* Task goal: Find all lines with the word "because" in the material, then copy them.

• • • • •

PR #8144, opened 2024-03-15
Turn most cranelift-wasm wasmtests into disas tests

jameysharp:
These tests mostly verify compiler behavior for specific WebAssembly constructs or small combinations.

Currently they're only tested to make sure that cranelift-wasm doesn't crash or report an error. But they'd be even more useful if we track what CLIF we actually produce from Wasmtime.

So I'm moving them to the new disas test framework and adding basic CLIF test expectations for them.

I've excluded the .wat files which were produced by Emscripten or Rust, because they're very large and their compiled CLIF is not very interesting to look at.

For review purposes, the first commit moves the files and the second commit adds the test expectations to them.


alexcrichton (approved):
👍

PR #3509, opened 2021-11-05
Fix a panic with an invalid name section

alexcrichton:
This commit fixes a panic which can happen on a module with an invalid
name section where one of the functions named has the index `u32::MAX`.
Previously Wasmtime would create a new `FuncIndex` with the indices
found in the name section but the sentinel `u32::MAX` causes a panic.

Cranelift otherwise limits the number of functions through `wasmparser`
which has a hard limit (lower than `u32::MAX`) so this commit applies a
fix of only recording function names for function indices that are
actually present in the module.

PR #8147, opened 2024-03-15
Move all tests out of `cranelift-wasm`

alexcrichton:
This commit moves all remaining tests out of the `cranelift-wasm` crate into other various test suites. My end goal is to eventually remove the `Dummy*` trait for wasm translation so we don't have to keep updating that over time, but for now these tests I think reside in a more appropriate location nowadays.


abrown (approved):

jameysharp:
I was too slow to make these changes and you got to them first :laughing: 

I had done a bit more historical research about the issue-1306 test case which I'll throw here in case anyone wonders later:

This test case was extracted from a fuzz bug in 2019, before Cranelift was merged into the Wasmtime repo:
https://github.com/bytecodealliance/cranelift/issues/1306

That test is interesting, but running it here only tests code in DummyEnvironment, not anything reachable from Wasmtime. There was a report of exactly the same bug in Wasmtime two years later (#3509), and the fix included tests in `tests/misc_testsuite/empty.wast` to cover this case.

The `empty.wast` test is better than this one because it has minimal and well-commented binary modules which I've verified still trigger the same bug if the fix is reverted. By contrast, since this older test was produced by a fuzzer, it is larger than necessary and the end of its name section is malformed and unparseable.

Also, I had concluded that the reachability tests were pretty well covered by `tests/disas/*reach*.wat`, but your addition of `tests/disas/dead-code.wat` certainly can't hurt.

PR #8397, opened 2024-04-17
cranelift: Round inline stack probes down, not up

jameysharp:
When we have `enable_probestack` turned on and set `probestack_strategy` to "inline", we have to compute how many pages of the stack we'll probe.

The current implementation rounds our stack frame size up to the nearest multiple of the page size, then probes each page once.

However, if our stack frame is not a multiple of the page size, that means there's a partial page at the end. It's not necessary to probe that partial page, just like it's unnecessary to probe at all if the frame is smaller than one page. Either way, any signal handler needs to be prepared for stack accesses on that last page to fault at any time during the function's execution.

### DIFF
--- a/cranelift/codegen/src/isa/aarch64/abi.rs
+++ b/cranelift/codegen/src/isa/aarch64/abi.rs
@@ -705,6 +705,8 @@ impl ABIMachineSpec for AArch64MachineDeps {
         // Set this to 3 to keep the max size of the probe to 6 instructions.
         const PROBE_MAX_UNROLL: u32 = 3;
 
+        // Calculate how many probes we need to perform. Round down, as we only
+        // need to probe whole guard_size regions we'd otherwise skip over.
         let probe_count = frame_size / guard_size;
         if probe_count == 0 {
             // No probe necessary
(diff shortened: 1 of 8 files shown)


cranelift/codegen/src/isa/aarch64/abi.rs
```diff
@@ -677,8 +677,10 @@ impl ABIMachineSpec for AArch64MachineDeps {
         // Set this to 3 to keep the max size of the probe to 6 instructions.
         const PROBE_MAX_UNROLL: u32 = 3;
 
-        let probe_count = align_to(frame_size, guard_size) / guard_size;
-        if probe_count <= PROBE_MAX_UNROLL {
+        let probe_count = frame_size / guard_size;
+        if probe_count == 0 {
+            // No probe necessary
+        } else if probe_count <= PROBE_MAX_UNROLL {
```
fitzgen, line 683: Mind leaving a comment about why this doesn't need aligning up here? Kind of unfortunate it would need to be copied to all the other inline probestack code paths. Maybe that is a sign that we should factor this little bit of logic out to a generic helper?

fitzgen (approved):
Good find!

cranelift/codegen/src/isa/aarch64/abi.rs
sunfishcode: I've now added comments explaining why we round down. I looked at factoring this code out into a helper, but it felt like it made the code a little less readable, so I didn't add it to the PR, however I'm open to suggestions.

sunfishcode:
@fitzgen I've now rebased this on main, added comments addressing your review feedback above, and ported this patch to the s390x backend. Would you mind taking another look?

fitzgen (approved):
Thanks for getting this over the line!

PR #8398, opened 2024-04-18
cranelift: Emit argument location uses eagerly in gen_arg

jameysharp:
This reverts the key parts of e3a08d4c40f64ff7a2113d23af73f40af0859a10 (#8151), because it turns out that we didn't need that abstraction.

Several changes in the last month have enabled this:

- #8292 and then #8316 allow us to refer to either incoming or outgoing argument areas in a (mostly) consistent way

- #8327, #8377, and #8383 demonstrate that we never need to delay writing stack arguments directly to their final location


elliottt (approved):
Awesome! Now that I'm thinking about it, I believe we added this specifically for `GrowArgumentArea` and `ShrinkArgumentArea`, both of which no longer exist :tada:

jameysharp:
Of the several variations on the theme that we've considered, this one was even earlier than the grow/shrink frame approach. We intended to use regalloc2's parallel move resolver to shuffle values between stack slots, registers, and the argument area, to capture all the work of restoring clobber-saves, putting arguments in the right places, and getting the return address in the right place too. That turned out to be complicated. Fortunately, the fact that Ulrich's suggestion (proactively resizing the argument area) works shows we will never have to do parallel moves.

PR #8401, opened 2024-04-18
Rework the riscv64 prologue to spill clobbers with positive offsets to SP

elliottt:
Instead of generating negative offsets to SP for clobbers and updating SP after clobbers have been spilled, eagerly bump SP and write the clobbers to positive offsets instead. This change should preserve the locations on the stack where the clobbers are written, so no changes were necessary for the epilogue.


jameysharp (approved):
I believe this change is correct and also fixes a bug: We're generally not supposed to write important information, like clobber saves, beyond wherever the stack pointer points. A signal handler could run on our stack at any time and is allowed to overwrite anything outside our reserved portion of the stack. Some architectures provide a small "red zone" where we could get away with this, but we shouldn't rely on that.

For the same reason, the epilogue should also be updated to not adjust the stack pointer until it has already restored all the clobbers.

Would you update the commit message and PR description to mention this bug fix?

PR #8402, opened 2024-04-18
Fix x64 clobber offsets with unwind info

elliottt:
The stack offsets provided to `UnwindInst::SaveReg` instructions are relative to the beginning of the clobber area of the stack, and on main the x64 backend computes those offsets by assuming a SP-relative offset and then adjusting it. This is problematic, as any changes to the frame layout might require updates in two locations: where we compute the initial SP offset, and where we compute the adjustment to make the offset relative to the clobber area again.

This PR fixes this issue by making the offset we track in the loop always relative to the beginning of the clobber area, and adding the offset from SP only when emitting the store. This relies on the assumption that the clobber area is sized according to the constraints of the registers stored within it (16-byte alignment is required for floating point registers) but this assumption is enforced by existing behavior in `compute_clobber_size`.

This also fixes a long-standing bug with floating point register spill offsets, as the offset was saved before the alignment to a 16-byte offset was made, leaving the resulting unwind info potentially pointing at the wrong offset.

### DIFF
--- a/cranelift/codegen/src/isa/x64/abi.rs
+++ b/cranelift/codegen/src/isa/x64/abi.rs
@@ -723,35 +723,32 @@ impl ABIMachineSpec for X64ABIMachineSpec {
 
         // Store each clobbered register in order at offsets from RSP,
         // placing them above the fixed frame slots.
-        let mut cur_offset =
+        let clobber_offset =
             frame_layout.fixed_frame_storage_size + frame_layout.outgoing_args_size;
+        let mut cur_offset = 0;
         for reg in &frame_layout.clobbered_callee_saves {
             let r_reg = reg.to_reg();
-            let off = cur_offset;
-            match r_reg.class() {
-                RegClass::Int => {
-                    insts.push(Inst::store(
-                        types::I64,
-                        r_reg.into(),
-                        Amode::imm_reg(cur_offset.try_into().unwrap(), regs::rsp()),
-                    ));
-                    cur_offset += 8;
-                }
-                RegClass::Float => {
-                    cur_offset = align_to(cur_offset, 16);
-                    insts.push(Inst::store(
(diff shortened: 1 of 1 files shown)


fitzgen (approved):
Didn't audit this super carefully, since I trust you and Jamey on this stuff more than myself right now since you've been digging into it very recently, but I wonder if we should (in a follow up at some point in the future) only adjust SP via a helper function that not only emits the SP adjustment, but also the unwind info metadata instruction at the same time.

elliottt:
> Didn't audit this super carefully, since I trust you and Jamey on this stuff more than myself right now since you've been digging into it very recently, but I wonder if we should (in a follow up at some point in the future) only adjust SP via a helper function that not only emits the SP adjustment, but also the unwind info metadata instruction at the same time.

Possibly, though in this case the offset is expected to be relative to part of the stack. Were you thinking that we'd have a helper that assumed all unwind offsets to be SP relative, and made the adjustment when emitting the underlying `UnwindInst`?

jameysharp (approved):
I love it, this is so much better. Thank you!

jameysharp (approved):
Ah, making the same cleanup in clobber-restore was a good idea.

fitzgen:
> Possibly, though in this case the offset is expected to be relative to part of the stack. Were you thinking that we'd have a helper that assumed all unwind offsets to be SP relative, and made the adjustment when emitting the underlying `UnwindInst`?

It wasn't a fully formed idea. I was thinking that the canonical frame address (CFA) is always at a constant offset from the SP for any given PC (I think this holds true for us, since we don't have any `alloca`s) and that whenever we increment the SP, we always want to increment the offset to the CFA (i.e. emit an unwind inst) by the same amount. Not sure that this actually aligns 100% with what we are trying to do in general, though.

• • • • •

* Output for this task:
I've excluded the .wat files which were produced by Emscripten or Rust, because they're very large and their compiled CLIF is not very interesting to look at.
The `empty.wast` test is better than this one because it has minimal and well-commented binary modules which I've verified still trigger the same bug if the fix is reverted. By contrast, since this older test was produced by a fuzzer, it is larger than necessary and the end of its name section is malformed and unparseable.
This reverts the key parts of e3a08d4c40f64ff7a2113d23af73f40af0859a10 (#8151), because it turns out that we didn't need that abstraction.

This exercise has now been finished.